Disputes between business partners can be like marital disputes especially when the relationship that held a business together is tearing it apart. When you are talking about shareholders, partners or fellow directors the arguments can differ but fundamental questions like “What needs to change for us to stay together?” or “Who should leave and on what basis?” can also be similar. Personal decisions can be inextricably linked to what’s best for the family except that here ‘the family’ is the business – unless it is a family business, in which case there are probably two families to consider.
Getting even may feel tempting but how do you go about getting what you want?
1 Step back. Look at the big picture. Before you do anything, think. What do you want? What’s best for the business? Investigate your options and, in each case, the best way of achieving your objective.
2 Check your agreements and get advice. Find out where you stand. Review the Shareholder Agreement, the Articles of Association and any other agreements that you agreed back at the ‘pre-nup’ stage. What do the termination and deadlock provisions say? Do they offer you the best way of separating successfully? Or have things moved on since then?
3 Reality test your options. In each case, be sure to understand where you are likely to end up and what the risks, costs and tax consequences are. For you and your business. Who controls the board and the shareholder meetings? How are employees, clients, financiers, creditors, debtors and competitors likely to react when word gets out? What contingency plans should you make? Tell your top team what is happening. You want them to feel included. They probably know anyway.
In a family business there can be added complications to consider, particularly where continuing shareholders and family members not involved in running the business have differing needs and interests.
Then – and this can be a difficult one – think carefully about who can best take the business forward.
4 Decide on your game plan. Are you going to be better off litigating, negotiating or mediating? Analyse what each is likely to achieve or jeopardise.
a) If you want to negotiate, consider hiring a mediator. The chances of successfully settling a dispute are that much higher. 70 per cent of UK commercial mediations settle on the day. Introducing an independent mediator invariably changes the dynamics and gets people focused on settling. The process is confidential.
It should become clear during the mediation whether the relationship is salvageable or not.

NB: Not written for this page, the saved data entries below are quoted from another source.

PR #7, opened 2016-06-07
Thellimist/accounts

thellimist:


src/API/Plugin.php
```diff
@@ -0,0 +1,25 @@
+<?php
+
+namespace CF\API;
+
+class Plugin extends Client
+{
+    const PLUGIN_API_NAME = 'PLUGIN API';
```
thellimist: instead of PLUGIN_API_NAME, CLIENT_API_NAME, HOST_API_NAME we can use API_NAME to represent all of them in AbstractAPIClient.php

src/API/AbstractAPIClient.php
```diff
@@ -30,24 +29,29 @@ public function __construct(IntegrationInterface $integration)
...
      * @param Request $request
+     *
      * @return array|mixed
      */
     public function callAPI(Request $request)
     {
         try {
+            if ($this->getAPIClientName() == 'PLUGIN API') {
+                $this->logger->error('Plugin API can not be called');
+            }
```
jwineman: This is implementation specific logic which we want to keep out of the abstract class.  Instead of implementing this logic here lets extend callAPI in CF\API\Plugin:
```
public function callAPI(Request $request) {
   return $this->createAPIError("The url: " . $request->getUrl() . " is not a valid path.");
}
```

src/Wordpress/PluginActions.php
```diff
@@ -0,0 +1,55 @@
...
+
+        // TODO: what should the exact response be?
+        $response = array(
+            'success' => 'true',
+            'result' => array(
+                    'email' => $email,
+                ),
+            );
+
+        $this->dataStore->createUserDataStore($apiKey, $email, null, null);
```
jwineman: [update_option() ](https://codex.wordpress.org/Function_Reference/update_option) returns a boolean based on whether the call succeeded or not.  Modify `CF\Wordpress\Datastore::createUserDataStore()` to return true/false based on whether both `update_option()`s succeed and then wrap this call in an if statement that only returns the response if it was successful.  If it was not successful return a `$api->createAPIError()` explaining that you were unable to save the user's credentials.

src/Wordpress/WordPressAPI.php
```diff
@@ -75,8 +75,7 @@ public function getHostAPIKey()
      */
     public function getDomainList($userId = null)
     {
-        // TODO: fix this
-        return array('example.com');//get_site_url();
```
jwineman: Do we need this comment?

src/Wordpress/WordPressAPI.php
```diff
@@ -75,8 +75,7 @@ public function getHostAPIKey()
      */
     public function getDomainList($userId = null)
     {
-        // TODO: fix this
```
jwineman: Is this fixed?

src/Wordpress/PluginActions.php
```diff
@@ -0,0 +1,55 @@
...
+        $this->logger = $defaultIntegration->getLogger();
+        $this->request = $request;
+    }
+
+    /**
+     * GET /zones.
+     *
+     * @return mixed
+     */
+    public function loginWordPress()
```
jwineman: Write tests for this function please.

proxy.php
```diff
@@ -32,30 +31,32 @@
...
+    $apiRouter = new CF\Router\DefaultRestAPIRouter($wordpressIntegration, $pluginAPIClient, $pluginAPIPluginRoutes);
 }
 
-if($isCSRFTokenValid) {
+if ($isCSRFTokenValid) {
     $apiResponse = $apiRouter->route($request);
 } else {
-    $apiResponse = $apiRouter->getAPIClient()->createAPIError("CSRF Token not valid.");
+    $apiResponse = $apiRouter->getAPIClient()->createAPIError('CSRF Token not valid.');
     // TODO: We should add return error response here.
```
jwineman: Is this still a TODO?

src/Wordpress/PluginActions.php
```diff
@@ -0,0 +1,55 @@
...
+    {
+        $apiKey = $this->request->getBody()['apiKey'];
+        $email = $this->request->getBody()['email'];
+
+        // TODO: what should the exact response be?
+        $response = array(
```
jwineman: This is the correct response, remove the comment but move this response structure into CF\API\Plugin::createAPISuccessResponse($result) 
```
$response = array(
            'success' => 'true',
            'result' => $result
            );
```

src/Test/PluginActionsTest.php
```diff
@@ -0,0 +1,93 @@
...
+
+        $request = new Request(null, null, null, null);
+        $request->setBody(
+            array(
+                'apiKey' => $apiKey,
+                'email' => $email,
+            )
+        );
+
+        $this->mockPluginAPI->method('createAPISuccessResponse')->willReturn(
```
jwineman: You don't need to mock this because it will never be called right?

src/Test/PluginTest.php
```diff
@@ -0,0 +1,52 @@
+<?php
```
jwineman: Test namespace should match the regular namespace plus "/Test" so if you have
`CF\API\Plugin` the namespace of its test should be `CF\Test\API\Plugin`

src/Test/PluginActionsTest.php
thellimist: in PluginActions.php
`$response = $this->api->createAPISuccessResponse(array('email' => $email));`
is being called so the response is directly relevant with this method

src/API/Plugin.php
```diff
@@ -0,0 +1,45 @@
...
+    {
+        return self::PLUGIN_API_NAME;
+    }
+
+    /**
+     * @param Request $request
+     *
+     * @return array|mixed
+     */
+    public function callAPI(Request $request)
```
jwineman: Write a test that ensures this always returns an error please.

src/Test/PluginActionsTest.php
thellimist: Oww, if you mean `request` you're right

jwineman: This test case is testing the failure scenario right?  If its supposed to fail then you'll never call `createAPISuccessStory()` as part of this test so I don't thin you need to mock it.  I could be wrong.

src/Test/API/PluginTest.php
```diff
@@ -49,4 +50,18 @@ public function testCreateAPISuccessResponse()
...
+    public function testCallAPI()
+    {
+        $request = new Request(null, null, null, null);
+        $pluginAPI = new Plugin($this->mockDefaultIntegration);
+
+        $this->mockWordPressAPI->method('createAPIError')->willReturn($error);
+
+        $response = $pluginAPI->callAPI($request);
+
+        var_dump($response);
```
jwineman: Get rid of the var_dump()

If it isn’t, use the mediation to work out the best way of divorcing safely and inexpensively without destroying the business.
At some stage you are likely to end up mediating. ‘When’ is mainly a question of timing. If people seem ready to talk, the earlier you do so the greater the likely savings in legal costs and management time. If not, wait for a window of opportunity but don’t leave it too late. Also, carefully consider any invitation to mediate and reply promptly if you don’t want a court to impose a hefty ‘costs sanction’ on you later.
b) If you want to litigate, first find out:
- What the effect on you and the business is likely to be, win or lose. People often have multiple hats, e.g. as shareholder, director and employee. Be sure you know where you stand in each scenario.
- If you win, can a court give you what you want? For instance, would winding up the business, removing a director or forcing a share purchase work for you? Judges rule on points of law. They don’t offer businesses relationship solutions. A judge can sanction the appointment of an independent valuer to give a binding valuation (assuming that’s a risk you want to take) but don’t expect a judge to get involved in the actual valuation. Also, getting and agreeing an independent valuation can be harder in the aftermath of a bitterly contested litigation.
- What are your chances of winning? A ‘strong’ case usually means just means 60-65 per cent. Get cost estimates through to end of trial. Calculate how much you should net, win or lose.
- How long could getting a binding court decision take? Think about how you and the business will be affected in the meantime. It can get messy and protracted.
- Now, repeat the exercise for everyone else.
5 Don’t let it fester. Tackle it head on. Face to face. Arrange to meet away from the office. Give yourselves plenty of time and block out diaries to avoid distractions. Agree who should attend. Keep numbers to a minimum. Include anyone who needs to be part of a settlement. Consider whether advisors should attend and whether a mediator could make it more productive.